**Problem to solve**. Copy out all lines from the entries below in which "might" occurs.

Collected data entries
PR #37, opened 2017-02-02
Fail build when formatting is incorrect

brianegan:
This addition will cause the Travis build to fail if the PR contains dart files that aren't properly formatted.

Kind of an annoying one haha, but I keep committing unformatted code, and figure it can't hurt to verify that we're keeping our code properly formatted.

It also fixes all the files that were causing failures :)


frankpepermans:
Good idea, I tend to skip formatting as well, this test will keep us in check :)

PR #43, opened 2017-02-03
added count operator

frankpepermans:
count simply returns an `int` value representing the amount of events emitted by the `Observable`.

You can optionally provide a `predicate` to filter results,
for example say you have an `Observable` emitting values randomly between 0 and 10,
if you only need to keep track of how many items are above 9, you can pass the following `predicate`:

`stream.count((double value) => value > 9.0);`

If you pass no predicate, every event will be counted, for example

```
new Observable.fromIterable(['a', 'b', 'c'])
    .count()
    .listen((int count) => print('count: $count'));
/// 1
/// 2
/// 3
```

### DIFF
--- a/README.md
+++ b/README.md
@@ -95,6 +95,7 @@ var myObservable = Observable.combineLatest3(
 ##### Available Methods
 - bufferWithCount
 - call
+- count
 - debounce  
 - flatMapLatest  
 - flatMap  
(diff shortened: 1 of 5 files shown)


frankpepermans:
Not sure why codecov and Travis are complaining,
might me because codecov seems to incorrectly assume the coverage percentage drops?

event though its own report shows an increase

frankpepermans:
Stream already has length! doh!

PR #44, opened 2017-02-04
Add `range` factory

brianegan:
The sickest range function that ever was. A bit different signature than the RxJava implementation, but it's more flexible as it allows for ranges in both directions.


brianegan:
Hm, I'm actually not sure what's failing on the build :( Everything exits with 0 status, it even runs a job called "after_success" haha. Can you see what's wrong?

frankpepermans:
Happened to me as well, no idea :)

I'll check later today or tomorrow!

PR #53, opened 2017-02-07
added using operator

frankpepermans:
See: http://reactivex.io/documentation/operators/using.html

in rxdart, we can call dispose when subscription.cancel is invoked.

Since a broadcast stream is unaware when all of its subscribers close, I've overridden the asBroadcastStream method to throw instead


brianegan:
Hrm, I've never used this operator and I'm baffled as to how it's useful, but I think this implementation might be just a bit off. The RxJava docs look like this:

```
You pass the using operator three parameters:

  * a factory function that creates a disposable resource
  * a factory function that creates an Observable
  * a function that disposes of the resource

When an observer subscribes to the Observable returned from using, using will use the Observable factory function to create the Observable the observer will observe, while at the same time using the resource factory function to create whichever resource you have designed it to make. When the observer unsubscribes from the Observable, or when the Observable terminates (normally or with an error), using will call the third function to dispose of the resource it created.
```

It looks like this implementation is a bit different -- rather than taking only the DisposableResource, I think we also need to accept a function as the second argument that will create the Stream.

Whatcha think?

**Solution for this problem**.
might me because codecov seems to incorrectly assume the coverage percentage drops?
Hrm, I've never used this operator and I'm baffled as to how it's useful, but I think this implementation might be just a bit off. The RxJava docs look like this:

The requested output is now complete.